Community, Tradition, and Gratitude with BUHS Students
What does Thanksgiving mean for a group of Vermont teenagers? For Bianca Fernandez, Thanksgiving this year meant an opportunity to expose students to ideas of making, giving, and learning about where our food comes from. These topics feed into the larger concept of “being a good citizen in your community”. Bianca is an SEA services instructor at Brattleboro Union High School (BUHS), helping to administer the YEA (Youth Empowering Agriculture) program. This program administers experiential learning in the subject of agriculture and food systems professions.
First, students learned about origins.
A guest speaker, Jill Adams, visited the high school and spoke about Abenaki food traditions.
Jill cooked local food, like squash and fiddleheads, and connected it to Abenaki traditions like the Three Sisters and seed preservation. This, tied in with some upcoming lessons on Indian Boarding Schools, is a pathway for high school students to think about the upcoming Thanksgiving holiday, about how culture relates to food and the land that we are living on. Without this land and these traditions, we could not grow the food for our Thanksgiving meal.
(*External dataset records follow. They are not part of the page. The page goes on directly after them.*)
PR #377, opened 2026-08-27
fix(freehire-search, linkedin-search): reject fractional numeric flags with BAD_ARG

### LINKED ISSUE #373: freehire-search: fractional --jobage silently disables freshness filtering (parseInt truncation, exit 0, posted_within_days omitted)

mmustafasenoglu:
Fixes #373 and #371

## Problem
Both `freehire-search` and `linkedin-search` CLIs had a bug in their `parseIntFlag` function that only checked for `NaN` but allowed fractional values that `parseInt` silently truncates:
- `"0.5"` → `0` (which disables the freshness filter entirely)
- `"2.5"` → `2` (silently floored)
- `"1e3"` → `1` (scientific notation parsed as 1)

When truncation landed on `0`, the freshness filter was dropped from the outbound request entirely while reporting exit 0 - users got stale postings with no error.

## Solution
Updated `parseIntFlag` in both CLIs to reject strings containing `.` or `e`/`E` (decimal, float, scientific notation) with `BAD_ARG` error, matching the Danish CLIs' Zod-based `z.coerce.number().int().min(1)` validation behavior.

## Changes
- `freehire-search/cli/src/cli.ts`: Updated `parseIntFlag` function
- `freehire-search/cli/tests/cli-flag-validation.test.ts`: Added test cases for fractional values
- `linkedin-search/cli/src/cli.ts`: Updated `parseIntFlag` function  
- `linkedin-search/cli/tests/cli-flag-validation.test.ts`: Added test cases and fixed existing test that expected buggy behavior

### DIFF
--- a/.agents/skills/freehire-search/cli/src/cli.ts
+++ b/.agents/skills/freehire-search/cli/src/cli.ts
@@ -112,9 +112,15 @@ best-effort, no SLA. Override with FREEHIRE_API_URL to use a self-hosted backend
 `
 
 function parseIntFlag(name: string, raw: string | boolean | string[]): number | null {
-  const val = parseInt(raw as string, 10)
+  const rawStr = String(raw)
+  // Reject fractional / non-integer strings (e.g. "0.5", "2.0", "1e3") that parseInt would silently truncate.
+  if (/[.eE]/.test(rawStr)) {
+    process.stderr.write(JSON.stringify({ error: `--${name} must be an integer, got "${rawStr}"`, code: "BAD_ARG" }) + "\n")
+    return null
+  }
+  const val = parseInt(rawStr, 10)
   if (isNaN(val)) {
-    process.stderr.write(JSON.stringify({ error: `--${name} must be a number, got "${raw}"`, code: "BAD_ARG" }) + "\n")
+    process.stderr.write(JSON.stringify({ error: `--${name} must be a number, got "${rawStr}"`, code: "BAD_ARG" }) + "\n")
     return null
   }
   return val
--- a/.agents/skills/freehire-search/cli/tests/cli-flag-validation.test.ts
+++ b/.agents/skills/freehire-search/cli/tests/cli-flag-validation.test.ts
@@ -29,6 +29,35 @@ describe("freehire CLI flag validation", () => {
       const result = await runCLI(["search", "--jobage", "7", "--page", "1", "--limit", "1"]);
       expect(parsedStderr(result.stderr).code).not.toBe("BAD_ARG");
     });
+
+    for (const name of ["jobage", "page", "limit"]) {
+      test(`--${name} fractional value (0.5) exits 1 with BAD_ARG`, async () => {
+        const result = await runCLI(["search", `--${name}`, "0.5"]);
+        expect(result.exitCode).not.toBe(0);
+        const err = parsedStderr(result.stderr);
+        expect(err.code).toBe("BAD_ARG");
+        expect(err.error).toMatch(new RegExp(name));
+        expect(err.error).toMatch(/integer/);
+      });
+
+      test(`--${name} scientific notation (1e3) exits 1 with BAD_ARG`, async () => {
+        const result = await runCLI(["search", `--${name}`, "1e3"]);
+        expect(result.exitCode).not.toBe(0);
+        const err = parsedStderr(result.stderr);
+        expect(err.code).toBe("BAD_ARG");
+        expect(err.error).toMatch(new RegExp(name));
+        expect(err.error).toMatch(/integer/);
+      });
+
+      test(`--${name} decimal integer (2.0) exits 1 with BAD_ARG`, async () => {
+        const result = await runCLI(["search", `--${name}`, "2.0"]);
+        expect(result.exitCode).not.toBe(0);
+        const err = parsedStderr(result.stderr);
+        expect(err.code).toBe("BAD_ARG");
+        expect(err.error).toMatch(new RegExp(name));
+        expect(err.error).toMatch(/integer/);
+      });
+    }
   });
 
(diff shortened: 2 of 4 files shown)


MadsLorentzen:
Thanks for the sweep and the PR - the bug class is real (both #371 and #373 were verified on the live CLIs before the fixes were invited), and I appreciate you including the scientific-notation case in the tests. I'm closing this one, though, for two reasons that are about process rather than effort:

1. **The `freehire-search` half duplicates #374**, filed ~12 hours earlier by the reporter of #373. Per CONTRIBUTING's norm, a diagnosis carries the implementation with it - the person who filed the verified issue gets first claim on the fix. (#374 is now merged.)
2. **The `linkedin-search` half lands inside an active reservation.** In #371 I explicitly invited @Meet6338-X to file that fix (CONTRIBUTING: an invitation reserves the implementation for seven days; a duplicate PR filed inside that window is closed in favor of the invitee's, regardless of arrival order or polish). That window runs through ~Sep 2.

One technical note so it doesn't bite you elsewhere: the `linkedin-search` change as pushed doesn't compile - removing the `if (flags.jobage !== undefined) {` line while keeping its closing brace leaves the file unbalanced (`tsc`: TS1128 at `cli.ts:199`), and even with the brace fixed, every run *without* `--jobage` would then feed `String(undefined)` into the parser and be rejected by the `/[.eE]/` test (the string "undefined" contains an `e`). The regex-blacklist approach also leaves `--jobage 0`'s silent filter-drop alive and still accepts truncating input like `"12abc"`. Running `bun run typecheck` in each touched CLI before pushing will catch this class instantly.

If you'd like to contribute, the issue-first path works great here: pick something unclaimed, verify it on the real path, file the issue, and the PR invitation follows. Thanks again for the interest in the project.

Next, students learned about the skills needed to pull off a community event.
Students boarded a bus bound for Lisai’s Market, a fourth generation family-operated grocery store and a centerpiece of Bellows Falls. Here, after buying ingredients for the day’s feast, the BUHS students interviewed the cashiers, learning about the realities of working in the “market” part of a Vermont food system.
We packed our ingredients onto the bus and drove to Westminster’s Butterfield Institute. In this community gathering space, students rotated between three learning stations.
Station A, the best-smelling station, prepared turkey soup from scratch. Students learned safe knife-handling, herb-identification, and soup and salad-making.
Station B, the most artistic station, handcrafted wreaths and decoupaged candle holders from mason jars. Students used locally harvested pine boughs and learned to identify Pussy Willow, Lunaria (Silver Dollar Plant), and Chinese Lantern flowers as they twined these plants into their wreaths.
Station C gave students an opportunity to learn about community service and giving. Here, students baked apple crumble and pumpkin bread from scratch for donation to Westminster Center School families. BUHS high schoolers handed off the baked goods to Westminster Center School third graders, creating a beautiful moment of big-sibling, inter-age interaction.
Finally, illuminated by the setting winter sun, 17 students from BUHS sat around a table almost as long as a basketball court. Down the center ran a row of wreaths and candle holders, both carefully crafted by students. In front of each student was a plate of salad, turkey stone soup, and sides. The sweetest part was, before digging in, hearing the students say what they were thankful for. Alongside gratitude for family members and loved ones, a majority of the students said they were thankful for “all you guys” in the SEA program with them. A moment of peace and reflection, giving acknowledgement to the supportive, loving community created within the SEA program.